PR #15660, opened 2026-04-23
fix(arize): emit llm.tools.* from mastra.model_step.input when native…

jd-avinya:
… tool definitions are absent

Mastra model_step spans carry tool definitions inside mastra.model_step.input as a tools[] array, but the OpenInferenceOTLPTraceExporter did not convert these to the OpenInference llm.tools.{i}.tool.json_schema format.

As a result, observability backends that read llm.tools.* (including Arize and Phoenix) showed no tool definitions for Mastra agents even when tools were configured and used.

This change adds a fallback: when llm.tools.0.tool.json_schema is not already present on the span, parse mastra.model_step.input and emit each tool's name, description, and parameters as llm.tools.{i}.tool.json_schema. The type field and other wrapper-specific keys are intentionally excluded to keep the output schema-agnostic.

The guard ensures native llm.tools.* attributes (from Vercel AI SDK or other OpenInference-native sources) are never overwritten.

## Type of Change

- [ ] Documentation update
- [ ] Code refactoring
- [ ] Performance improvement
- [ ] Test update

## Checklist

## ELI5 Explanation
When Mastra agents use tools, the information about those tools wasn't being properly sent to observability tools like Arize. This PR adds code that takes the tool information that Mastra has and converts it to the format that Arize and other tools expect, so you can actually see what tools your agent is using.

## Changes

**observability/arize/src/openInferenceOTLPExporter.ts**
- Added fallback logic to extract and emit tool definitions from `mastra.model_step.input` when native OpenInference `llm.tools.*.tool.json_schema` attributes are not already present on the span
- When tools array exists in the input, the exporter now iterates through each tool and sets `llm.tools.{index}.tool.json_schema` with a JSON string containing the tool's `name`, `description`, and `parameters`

********************

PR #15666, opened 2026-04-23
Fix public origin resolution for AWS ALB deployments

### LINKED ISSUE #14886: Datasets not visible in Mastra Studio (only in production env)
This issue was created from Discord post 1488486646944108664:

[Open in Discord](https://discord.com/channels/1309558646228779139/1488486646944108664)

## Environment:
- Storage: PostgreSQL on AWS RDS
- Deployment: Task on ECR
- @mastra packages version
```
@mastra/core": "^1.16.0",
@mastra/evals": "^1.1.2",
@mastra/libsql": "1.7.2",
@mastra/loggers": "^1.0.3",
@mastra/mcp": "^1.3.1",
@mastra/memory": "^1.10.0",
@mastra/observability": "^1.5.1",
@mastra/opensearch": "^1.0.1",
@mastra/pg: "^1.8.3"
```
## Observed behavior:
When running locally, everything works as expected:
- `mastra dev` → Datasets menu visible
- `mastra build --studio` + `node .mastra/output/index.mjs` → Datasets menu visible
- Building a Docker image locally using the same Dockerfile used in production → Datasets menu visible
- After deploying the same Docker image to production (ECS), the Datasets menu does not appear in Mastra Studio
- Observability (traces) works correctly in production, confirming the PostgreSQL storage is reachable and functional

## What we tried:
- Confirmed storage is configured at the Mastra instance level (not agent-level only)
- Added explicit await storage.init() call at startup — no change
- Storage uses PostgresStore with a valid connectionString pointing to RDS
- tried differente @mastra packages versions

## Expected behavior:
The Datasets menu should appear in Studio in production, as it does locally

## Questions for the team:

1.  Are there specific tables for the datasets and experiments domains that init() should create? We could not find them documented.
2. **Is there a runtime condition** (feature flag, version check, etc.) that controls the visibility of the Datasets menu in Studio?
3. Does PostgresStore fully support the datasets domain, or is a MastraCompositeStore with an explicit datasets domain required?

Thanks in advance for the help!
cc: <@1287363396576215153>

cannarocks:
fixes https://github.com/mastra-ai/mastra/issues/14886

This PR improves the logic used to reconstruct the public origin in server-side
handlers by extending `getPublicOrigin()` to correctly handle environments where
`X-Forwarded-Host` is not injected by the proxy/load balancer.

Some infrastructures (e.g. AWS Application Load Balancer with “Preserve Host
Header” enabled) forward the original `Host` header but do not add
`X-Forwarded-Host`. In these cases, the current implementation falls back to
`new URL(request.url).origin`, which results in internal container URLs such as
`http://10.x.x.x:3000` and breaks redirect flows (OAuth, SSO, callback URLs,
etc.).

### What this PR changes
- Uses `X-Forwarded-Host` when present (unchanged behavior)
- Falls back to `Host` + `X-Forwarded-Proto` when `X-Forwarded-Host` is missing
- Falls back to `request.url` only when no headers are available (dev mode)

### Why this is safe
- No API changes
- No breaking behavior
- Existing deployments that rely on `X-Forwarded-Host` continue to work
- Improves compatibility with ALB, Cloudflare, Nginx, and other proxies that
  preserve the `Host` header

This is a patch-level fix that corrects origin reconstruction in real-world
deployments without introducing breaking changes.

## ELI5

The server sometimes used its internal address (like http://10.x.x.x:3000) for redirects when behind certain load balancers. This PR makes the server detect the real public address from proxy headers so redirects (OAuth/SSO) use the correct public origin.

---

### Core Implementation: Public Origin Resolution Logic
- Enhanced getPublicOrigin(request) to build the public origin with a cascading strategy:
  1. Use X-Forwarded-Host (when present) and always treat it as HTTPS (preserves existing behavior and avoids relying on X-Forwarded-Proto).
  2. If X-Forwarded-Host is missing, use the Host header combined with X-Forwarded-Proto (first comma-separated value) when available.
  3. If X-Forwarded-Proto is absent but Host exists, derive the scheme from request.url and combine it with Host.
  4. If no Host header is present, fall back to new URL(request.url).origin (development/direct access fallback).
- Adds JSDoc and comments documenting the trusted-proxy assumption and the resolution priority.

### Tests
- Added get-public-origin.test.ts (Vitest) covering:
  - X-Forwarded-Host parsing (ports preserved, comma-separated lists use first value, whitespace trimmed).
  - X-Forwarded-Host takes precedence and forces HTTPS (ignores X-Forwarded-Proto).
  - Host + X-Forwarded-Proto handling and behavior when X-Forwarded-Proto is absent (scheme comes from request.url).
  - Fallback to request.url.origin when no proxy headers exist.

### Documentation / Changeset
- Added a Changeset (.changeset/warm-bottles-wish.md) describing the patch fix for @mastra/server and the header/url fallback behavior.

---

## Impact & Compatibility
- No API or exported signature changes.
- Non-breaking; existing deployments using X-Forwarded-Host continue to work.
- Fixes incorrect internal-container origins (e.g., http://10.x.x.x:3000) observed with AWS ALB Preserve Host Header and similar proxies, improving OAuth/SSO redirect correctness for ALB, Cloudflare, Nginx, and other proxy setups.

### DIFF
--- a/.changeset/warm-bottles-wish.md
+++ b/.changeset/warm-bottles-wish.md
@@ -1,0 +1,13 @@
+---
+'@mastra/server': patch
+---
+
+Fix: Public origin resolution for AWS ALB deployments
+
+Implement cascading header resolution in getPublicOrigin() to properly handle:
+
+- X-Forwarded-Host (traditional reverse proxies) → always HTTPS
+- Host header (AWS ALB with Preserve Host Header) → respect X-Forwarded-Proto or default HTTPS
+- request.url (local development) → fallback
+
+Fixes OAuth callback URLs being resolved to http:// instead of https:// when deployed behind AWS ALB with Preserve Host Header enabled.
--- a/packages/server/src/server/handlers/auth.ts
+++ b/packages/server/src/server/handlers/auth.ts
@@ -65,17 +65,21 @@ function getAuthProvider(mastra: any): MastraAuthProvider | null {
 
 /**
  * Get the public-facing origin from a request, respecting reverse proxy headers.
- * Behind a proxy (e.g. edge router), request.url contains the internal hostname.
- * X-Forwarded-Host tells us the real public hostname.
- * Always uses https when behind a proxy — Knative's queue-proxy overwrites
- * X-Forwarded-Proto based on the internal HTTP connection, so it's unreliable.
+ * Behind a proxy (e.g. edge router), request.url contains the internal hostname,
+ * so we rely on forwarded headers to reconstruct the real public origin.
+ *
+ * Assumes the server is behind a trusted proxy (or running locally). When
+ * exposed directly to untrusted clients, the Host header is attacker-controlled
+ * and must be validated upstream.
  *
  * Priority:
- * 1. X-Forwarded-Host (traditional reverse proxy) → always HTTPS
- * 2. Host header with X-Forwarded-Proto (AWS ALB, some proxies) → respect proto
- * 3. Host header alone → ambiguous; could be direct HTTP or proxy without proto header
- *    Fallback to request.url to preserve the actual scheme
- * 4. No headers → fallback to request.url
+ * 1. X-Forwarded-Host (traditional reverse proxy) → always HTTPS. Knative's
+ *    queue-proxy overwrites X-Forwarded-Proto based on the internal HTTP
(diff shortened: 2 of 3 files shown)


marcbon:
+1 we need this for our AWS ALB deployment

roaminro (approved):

********************

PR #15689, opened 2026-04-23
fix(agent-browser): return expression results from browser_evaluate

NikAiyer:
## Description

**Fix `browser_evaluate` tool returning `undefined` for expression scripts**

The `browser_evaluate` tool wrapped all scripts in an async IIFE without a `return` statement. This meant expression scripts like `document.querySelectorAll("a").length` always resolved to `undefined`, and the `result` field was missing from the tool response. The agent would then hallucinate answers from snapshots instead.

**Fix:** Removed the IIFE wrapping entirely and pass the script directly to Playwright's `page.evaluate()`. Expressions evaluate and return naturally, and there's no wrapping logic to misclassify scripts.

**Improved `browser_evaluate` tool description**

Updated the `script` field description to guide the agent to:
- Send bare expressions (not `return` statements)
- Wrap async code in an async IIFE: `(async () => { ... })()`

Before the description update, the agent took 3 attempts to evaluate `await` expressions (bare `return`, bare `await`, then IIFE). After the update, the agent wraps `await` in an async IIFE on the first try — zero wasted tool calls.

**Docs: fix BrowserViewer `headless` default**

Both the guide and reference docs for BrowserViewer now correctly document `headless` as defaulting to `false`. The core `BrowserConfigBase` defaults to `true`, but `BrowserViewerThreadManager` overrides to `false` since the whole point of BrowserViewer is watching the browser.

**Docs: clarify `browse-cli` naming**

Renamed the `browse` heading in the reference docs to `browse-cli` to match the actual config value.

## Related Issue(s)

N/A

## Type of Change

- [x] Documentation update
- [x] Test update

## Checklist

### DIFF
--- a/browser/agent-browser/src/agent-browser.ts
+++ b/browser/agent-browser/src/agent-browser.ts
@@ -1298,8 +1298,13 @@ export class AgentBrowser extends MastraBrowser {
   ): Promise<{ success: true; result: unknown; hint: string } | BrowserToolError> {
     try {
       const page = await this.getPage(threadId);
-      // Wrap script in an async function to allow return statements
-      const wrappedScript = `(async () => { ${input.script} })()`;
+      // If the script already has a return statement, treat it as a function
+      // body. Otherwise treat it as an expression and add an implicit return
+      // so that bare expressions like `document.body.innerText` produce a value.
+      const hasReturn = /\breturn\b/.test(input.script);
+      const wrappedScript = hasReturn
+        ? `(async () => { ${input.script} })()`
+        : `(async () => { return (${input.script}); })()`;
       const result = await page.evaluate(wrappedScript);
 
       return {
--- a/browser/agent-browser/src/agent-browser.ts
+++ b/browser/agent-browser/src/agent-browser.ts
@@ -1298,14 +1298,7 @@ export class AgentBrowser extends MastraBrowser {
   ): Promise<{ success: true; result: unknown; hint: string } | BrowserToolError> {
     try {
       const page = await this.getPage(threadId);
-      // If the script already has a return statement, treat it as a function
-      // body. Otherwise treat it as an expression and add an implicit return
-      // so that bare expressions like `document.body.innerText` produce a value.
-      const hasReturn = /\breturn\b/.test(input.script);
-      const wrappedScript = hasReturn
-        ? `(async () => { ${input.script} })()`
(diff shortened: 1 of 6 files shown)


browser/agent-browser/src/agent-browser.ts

********************

Output exactly one stretch of the listing: from the line containing "- Host + X-Forwarded-Proto" through the line containing "## Impact & Compatibility", both end lines included.

  - Host + X-Forwarded-Proto handling and behavior when X-Forwarded-Proto is absent (scheme comes from request.url).
  - Fallback to request.url.origin when no proxy headers exist.

### Documentation / Changeset
- Added a Changeset (.changeset/warm-bottles-wish.md) describing the patch fix for @mastra/server and the header/url fallback behavior.

---

## Impact & Compatibility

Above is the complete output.